'ADVENTURES IN SELF-ESTEEM'
- Editor
- Oct 27, 2023
- 3 min read
Updated: Jan 17, 2024
SIR MOLE CLEETHORPES IN CONVERSATION

"Sir Mole Cleethorpes, you recently joined The Emperor Palpatine Fan Club..”
“Yes. I’ve become a full patron. £14 a month and access to all the Inter-Galactic evil I can handle.”
“This is Emperor Palpatine, the main villain from the Star Wars film franchise..”
“Sheev Palpatine, yes or Darth Sidious..”
“A man who manipulated the political system of the Galactic Empire until he was named Supreme Chancellor and then Emperor and who then destroyed the Jedi order..”
“And restored the Sith, yes.”
“He’s your hero is he?”
“I wouldn’t say hero but I was at a loose end, seeking direction in life and I thought lets see what this wrinkly arsehole has to offer.”
“Do you feel it wise to insult him?”
“For £14 a month I can do whatever I like and as well as that he’s dead.”
“He's definitely dead is he?
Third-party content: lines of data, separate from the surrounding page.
PR #880, opened 2023-08-17
remove streetview from default location.entries

dbauszus-glx:
The streetview entry is dependent on an external API and key and has been moved to the plugin for that API.


RobAndrewHurst (approved):
## Code Review for Object Property Check on `mapp.ui.locations.entries`

😃 I've taken a look at the PR to check the presence of a method on `mapp.ui.locations.entries`. Here's my feedback:

### 1. Use of `Object.hasOwn` :+1:
Great use of `Object.hasOwn` to check for the presence of an own property. It's a safer and more modern way to check compared to `Object.prototype.hasOwnProperty`. This makes the code both future-proof and resistant to potential prototype pollution issues. Good stuff oak🌲!

### 2. Warning Message Clarity :mag_right:
The warning message provides necessary details about the missing method. 

### 3. Use of `continue` :bulb:
The use of `continue` ensures that if a certain condition isn't met, the loop skips to its next iteration. This is a good practice, ensuring that we don't execute further logic for this particular loop iteration.

### In Conclusion
Very Lekker stuff!! 🚀

eo-uk (approved):

PR #884, opened 2023-08-21
Create legendIcon for an icon array.

dbauszus-glx:
The legendIcon method will now return a canvas element for an icon array of multiple SVG.

https://github.com/GEOLYTIX/xyz/wiki/Workspace-Configuration#icon

```js
"icon": [
  {
    "svg": "https://geolytix.github.io/MapIcons/pins/mint.svg",
    "scale": 2,
    "legendScale": 0.35,
    "anchor": [0.5, 1]
  },
  {
    "svg": "https://geolytix.github.io/mapp/icons/emblem.svg",
    "scale": 0.03,
    "anchor": [0.5, 1.6]
  }
]
```


RobAndrewHurst (dismissed):
Code Review for `legendicons.mjs`
😃 I've reviewed the legendicon.mjs module related to SVG icons and canvas rendering using OpenLayers. Here's my feedback:

1. Clarity & Readability :star2:
The logic of the function is mostly clear with an understanding of the domain specifics. The separation of icon, line symbol, and poly symbol creation logic helps in readability.

2. Documentation :memo:
While there are comments explaining major blocks, consider adding more detailed comments on the purpose of specific logic branches and expected parameter formats. This can further aid in the readability and maintainability of the function.

3. Error Handling & Edge Cases :warning:
The function does not have explicit error handling, especially for missing mandatory parameters or if an SVG doesn't load. Introducing these would make the function more robust and predictable.

5. Use of Utility Functions :+1:
Breaking down complex conditions or repeated logic into smaller utility functions might enhance readability and testability. The approach to wait for all icons to load before proceeding is pretty good :).

In Conclusion
The function showcases structured logic, especially in handling different types of symbols. Overall, very lekker!! 🚀

RobAndrewHurst:
image

Just thinking on this! What if we have a use case that will create an icon from two different icon templates. In this case 'triangle' and 'circle'. This won't work because if we provide an icon array the icon.legendStyle requires an Icon to have a icon.svg.

image

is this a desired use case we will ever want?

@dbauszus-glx @simon-leech

dbauszus-glx:
The `legendIcon` method must call the `svgSymbols` type method to create an icon url prior to rendering the icon to the canvas context.

The template icons plugin must be async to ensure that templates are loaded before the legends are created.

The plugin execution in the default view script must map the plugins array. Promise.all() can be used to await that any async plugin executions are resolved before continuing in the default script execution.

RobAndrewHurst:
https://github.com/GEOLYTIX/xyz/assets/43169158/862ffb0b-4cf5-4e7d-a785-549c961048e7

@dbauszus-glx 
Seeing some interesting behaviour when toggling between two different themes the icons disappear.

You can replicate this with the icon_array/workspace.json workspace on bugs-testing.

simon-leech (changes requested):
I am seeing the same issues as @RobAndrewHurst : 
- When i swap thematic, some of the legend icons do not display (the first time i swapped the cluster icon did not show, when i swapped back to original theme, no legend icon was displayed). 
- I also see that when you use the template_pin it is too large for the legend icon space, i know that you can manually set the legendscale, but just thinking about this will be a big config change - if a pin is 24px is this now too large then or should this fit into the space?
image

dbauszus-glx:
This wants to be re-reviewed. The legendIcon now set a pixelRatio of 1 ignoring the window scaling.

Images already loaded will not be loaded again with the same loadEvent being assigned multiple times.

Empties will be filtered out from the icons array.

RobAndrewHurst (approved):

simon-leech (approved):

simon-leech:
This is now working for me :)

PR #885, opened 2023-08-22
Add fetch mod; Remove module mod; Update mongo provider.

dbauszus-glx:
The module mod has been removed. This was only used for testing mongodb queries as a module.

There is a plan to implement dynamic module loads in the future but this will be dependent on the experimental node loader.

The mongodb provider has been updated to work without the need to install mongoose drivers. The mongodb provider must not be accessible from the client and should only be used to load a workspace from a mongo data-api.

The `collection`, `database`, `dataSource`, `apiKey`, and data api `resource` must be provided in the workspace env.

```
"WORKSPACE": "mongodb:collection=dev&database=workspace&dataSource=xyz-mapp-dev&apiKey=***&resource=https://data.mongodb-api.com/app/data-vwsmf/endpoint/data/v1/action/find"
```

The fetch mod has been added to replace the module mod.

The fetch mod will work in a similar way to the query mod. Templates are provided as objects.

The resource, and options are provided to the [fetch API](https://developer.mozilla.org/en-US/docs/Web/API/fetch).

```json
"shipwrecks_filter": {
  "resource": "https://data.mongodb-api.com/app/data-vwsmf/endpoint/data/v1/action/find",
  "options": {
    "method": "POST",
    "mode": "cors",
    "cache": "no-cache",
    "credentials": "same-origin",
    "headers": {
      "Access-Control-Request-Headers": "*",
      "Content-Type": "application/ejson",
      "apiKey": "***"
    },
  "body": {
    "dataSource": "xyz-mapp-dev",
    "database": "sample_geospatial",
    "collection": "shipwrecks",
    "filter": {
      "feature_type": "Wrecks - Visible"
    }
  }
}
```

Logger require has been removed from the workspace mod as it isn't used in this mod.


RobAndrewHurst (approved):
Code Review for `mongodb.js`
😃 I've taken a look at the mongodb.js module that is used handling a search request. Here's my feedback:

1. Clarity & Readability :star2:
The function flows logically, converting search parameters to a request body and then making the fetch request. The transformation from URL search parameters to an object is straightforward, and the overall structure of the function is linear, which is great for maintainability.

2. Code Duplication :mag:
The function appears streamlined and does not show signs of code duplication. It's focused on its primary task of converting parameters and making a fetch request.

3. Documentation :memo:
Consider adding comments detailing the expected format of searchparams and a brief summary of what the function does. This can be particularly helpful for developers who might not be immediately familiar with the specific functionality.

4. Parameter Validation :exclamation:
Consider introducing validation for mandatory parameters like resource, apiKey, and others. It might be helpful to have default values or error messages when expected parameters are not provided.

In Conclusion
The function showcases a clear approach to making a POST to mongoDB based on search parameters. It's looking lekker! We will keep refining as we get more and more usecases for this 🤓! 🚀

PR #891, opened 2023-08-24
Enable maxlength edit config for type text

dbauszus-glx:
https://github.com/GEOLYTIX/xyz/wiki/Workspace-Configuration#text

Setting maxlength in the edit config will set the same attribute on the text input.


simon-leech (approved):
Looks good to me - tested on text and textarea inputs. 
A future improvement could perhaps be a popup for the user if they hit the maximum character length 👍

PR #896, opened 2023-08-29
Check for feature.set method

dbauszus-glx:
Vector tile layer features do not have a set method.

### DIFF
--- a/lib/mapview/interactions/highlight.mjs
+++ b/lib/mapview/interactions/highlight.mjs
@@ -287,12 +287,12 @@ export default function (params) {
     // Delete the highlight id from current layer.
     delete mapview.interaction.current.layer.highlight
 
-    // Unset cached style to allow for highlight style.
-    mapview.interaction.current.F.set('Styles', null, true)
-
     // Style the feature itself if possible.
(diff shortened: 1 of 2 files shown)


simon-leech (approved):
Fixes the described bug - happy to merge!

simon-leech (changes requested):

Many of us had rather hoped he would be dead at the end of The Return of the Jedi.”
“Well – you can’t underestimate evil.”
“Or greed..”
“Certainly – well its quite a feat to re-animate a long dead story with absolutely no life in it to make even more money – its very difficult to do, as I discovered with three of my marriages.”
“What are you personally gaining from this association, Sir Mole?”
“I have gained a hoodie, a calendar with 12 photos of Palpatine looking very much like a man who’s drunk a bottle of whisky a night for a thousand years – I get a monthly newsletter, he occasionally appears to me in dreams..”
“He has invaded your consciousness?”
“Yes – I believe in an attempt to control it.”
“What form does this control take?”
“He doesn’t give orders – more suggestions, prompts really - to start being properly evil and not the complete amateur he frequently lambasts me for being. I often fail to remember these dreams so he’s taken to appearing at the breakfast table, very much in hologram form, just to remind me of my responsibilities.”
“You haven’t actually done anything evil though have you Sir Mole?”
“I haven’t acted upon his urgings, no. We do have interesting conversations. I say something to him like You’re the personification of evil aren’t you? He answers That’s a matter of opinion. I counter It’s not. Examine the things you’ve done from a moral standpoint. He concedes Fair enough. So I say If you ever do end up ruling the Universe, what are you going to do with all the power? He always says he’d get more power until he owned all the power and he’d then gather an army of followers who obey him without question and he’d wage war, violence and destruction until there was no one left to oppose him and then he’d turn on his followers or they’d turn on him and if he wasn’t destroyed, he’d destroy them – but – inevitably some of them wouldn’t be destroyed and they’d ally together and create their own army and would wage war against Palpatine and there’d be a vast amount more violence, death and destruction – all of which he’d really enjoy – and I often say to him Listen cunty, we all like the lightning bolts. The lightning is impressive but you really are a boring arsehole aren’t you? You could win a Boring Arsehole Competition. In fact I’m going to start a Boring Arsehole Competition and I’m going to enter you into it..”
“Who would you enter as his competition do you think?”
“Voldemort, obviously. My Father. And my former Headmaster.”
“Sir Mole Cleethorpes, thanks ever so.”